Aim of the task: Repeat the lines below exactly as written, please, from the line with "Refactor Dependency Resolution" to the line with "This is an attempt", both lines included, and no others.
===== Records shown
PR #624, opened 2016-12-05
Refactor Dependency Resolution

kevindew:
This is an attempt to fix the bugs listed in: https://trello.com/c/21wSjcbG/851-fix-dependency-resolution-2 , to make dependency resolution easier to test and to make it easier to understand.

The `ContentDependencies` class has been repurposed into a class that is given a content_id, locale and state fallback rules and from this can determine the content_id and locales of all items that require an update. Hopefully being a single class it will be easier to write tests against if/when future bugs are identified.


app/queries/content_dependencies.rb
```diff
@@ -1,40 +1,56 @@
...
+  #     in the item linked to. eg if our subject (A) has a parent of B, B would
+  #     automatically have a link to A of type children.
+  # 3 - Translations, for the subject all locales except the one provided is
+  #     added as dependencies, as well as all translations of the content_ids
+  #     found.
   class ContentDependencies
-    def initialize(content_id:, fields: [], dependent_lookup: GetDependents.new)
+    def initialize(content_id:, locale:, state_fallback_order:)
       @content_id = content_id
-      @fields = fields
```
kevindew: Yeah that'd be good to reduce the amount it'd need to be worked right across from the request -> worker point. Currently it's redundant as we only pass in the content_id field at a worker point. So I felt it was better to remove it than to leave it as something ambiguous.

kevindew:
ok @dougdroper should be good now 👍

PR #626, opened 2016-12-07
Remove '/grouped_content_and_links' endpoint

thomasleese:
Finding Things are no longer using this endpoint, therefore it should be removed as well as the associated tests.


dougdroper:
Might want to remove the route too. https://github.com/alphagov/publishing-api/blob/master/config/routes.rb#L32

app/controllers/v2/grouped_content_and_links_controller.rb
```diff
@@ -1,26 +0,0 @@
...
-  class GroupedContentAndLinksController < ApplicationController
-    #
-    # Query all content items and links. This can be used to extract data for
-    # batch processing tasks.
-    #
-    # Results are grouped by content id and are paginated using the
-    # last_seen_content_id parameter.
-    #
-    def index
-      query = Queries::GetGroupedContentAndLinks.new(
```
dougdroper: You can remove GetGroupedContentAndLinks

app/controllers/v2/grouped_content_and_links_controller.rb
```diff
@@ -1,26 +0,0 @@
...
-        last_seen_content_id: params[:last_seen_content_id],
-        page_size: params[:page_size],
-      )
-
-      if query.valid?
-        render json: Presenters::Queries::GroupedContentAndLinks.new(query.call).present
```
dougdroper: and this Presenters::Queries::GroupedContentAndLinks

PR #627, opened 2016-12-07
Include withdrawn flag in link expansion

dougdroper:
Passes the unpublishings type through to the web content item, and adds
the field to the link expansion of true when that unpublishing type is
withdrawn

Includes unpublishings of withdrawn in link expansion
Previously we explicitly didn't include withdrawn content item in the
dependents link expansion. We now include them, but there is a flag on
==========
Response:
Refactor Dependency Resolution

kevindew:
This is an attempt to fix the bugs listed in: https://trello.com/c/21wSjcbG/851-fix-dependency-resolution-2 , to make dependency resolution easier to test and to make it easier to understand.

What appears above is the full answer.